» Exercise requirements
Write out the following listing's lines from the one with "Use spec name for zone name" to the one with "be reported by", exactly, with both included and no others.

= = =

PR #10424, opened 2019-07-04
Use spec name for zone name

SimonRichardson:
## Description of change

When not in clustered mode and trying to use a different name for
the LXD profile in clouds.yaml, the server name will be wrongly
be reported by lxd as the host name. With recent changes to the
cloud spec and credentials, this will cause LXD to fail bootstrapping.

The bug in question refers to 2.5.9, but in fact a lot of reworking of
credentials have made this fix non-trivial to back port it and make it
work easily.

By over writing the server name with the spec name in non-clustered
environments we should then be allowed to bootstrap at will.

## QA steps

If you change your `~/.local/share/juju/clouds.yaml` to copy and
paste the "lxd" cloud you have existing, but change the name (in
this instance to "local"):

```yaml
clouds:
  lxd:
    type: lxd
    auth-types: [certificate]
    endpoint: https://192.168.1.201:8443
    regions:
      default:
        endpoint: https://192.168.1.201:8443
  local:
    type: lxd
    auth-types: [certificate]
    endpoint: https://192.168.1.201:8443
    regions:
      default:
        endpoint: https://192.168.1.201:8443
```

Then run bootstrap

```console
juju bootstrap local test --no-gui
```

The following should bootstrap fine.

## Bug reference

https://bugs.launchpad.net/juju/+bug/1813650

### DIFF
--- a/container/lxd/server.go
+++ b/container/lxd/server.go
@@ -85,6 +85,11 @@ func NewRemoteServer(spec ServerSpec) (*Server, error) {
 		return nil, errors.Trace(err)
 	}
 	svr, err := NewServer(cSvr)
+	// If we're not clustered we should set the name to the name of the cloud
+	// spec name, so that we can use that name for the zones.
+	if err == nil && !svr.IsClustered() {
+		svr.name = spec.Name
+	}
 	return svr, err
 }
 


SimonRichardson:
https://trello.com/c/1kkH6t43/1620-1813650-lxd-bootstrap-fails-with-credentials-not-found-for-local-cloud-26

hpidcock:
@SimonRichardson would be good to see a unit test added to test this behaviour.

hmlanigan:
interesting, i can only reproduce the issue with 2.5, not 2.6 nor develop. was looking at qa for this pr.

SimonRichardson:
@hmlanigan you're right... i'll see if i can fix it again with 2.5, otherwise the work around might be move to 2.6 or rename your local name to lxd.

PR #10427, opened 2019-07-05
Allow more than 11 EBS volumes to be allocated to an AWS EC2 instances

timClicks:
## Description of change

Juju currently puts on an artificial limit on the number of volumes that may be attached to an instance. From the bug report:

> The EBS volume provider currently limits each machine to a maximum of 
> 11 volume attachments, because it follows the AWS recommendation of 
> naming block devices in the range xvdf-xvdp. It is permissible to use 
> xvdf-xvdz, and it's not clear why those names are not recommended for use.
> 
> We should not artificially limit them, and just let the AWS APIs complain if there's an issue.

## QA steps

* bootstrap to AWS
* provision >11 storage volumes
* check `juju status --storage`, all storage units should have the status "attached"

## Documentation changes

None. 

## Bug reference

* https://bugs.launchpad.net/juju/+bug/1517474


timClicks:
$$merge$$

timClicks:
$$merge$$

PR #10434, opened 2019-07-10
Report timeout rather than misleading error message

timClicks:
While logging into a controller via OAuth, we present an error message that users can't do much with after 1 minute:

```
ERROR cannot get discharge from "https://api.jujucharms.com/identity": cannot unmarshal wait error response: invalid character '<' looking for beginning of value
```

This commit changes the error message to this:

```
ERROR cannot log into "azure": cannot log in: context deadline exceeded
```

## QA steps

- Run `juju login azure`, then wait for approx. 1 minute

## Documentation changes

-

## Bug reference

* https://bugs.launchpad.net/juju/+bug/1673926

### DIFF
--- a/cmd/juju/user/login.go
+++ b/cmd/juju/user/login.go
@@ -11,6 +11,7 @@ import (
 	"net/http"
 	"os"
 	"strings"
+	"time"
 
 	"github.com/juju/cmd"
 	"github.com/juju/collections/set"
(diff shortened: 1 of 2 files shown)


timClicks:
$$merge$$

timClicks:
$$merge$$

= = =

» Response to this exercise
Use spec name for zone name

SimonRichardson:
## Description of change

When not in clustered mode and trying to use a different name for
the LXD profile in clouds.yaml, the server name will be wrongly
be reported by lxd as the host name. With recent changes to the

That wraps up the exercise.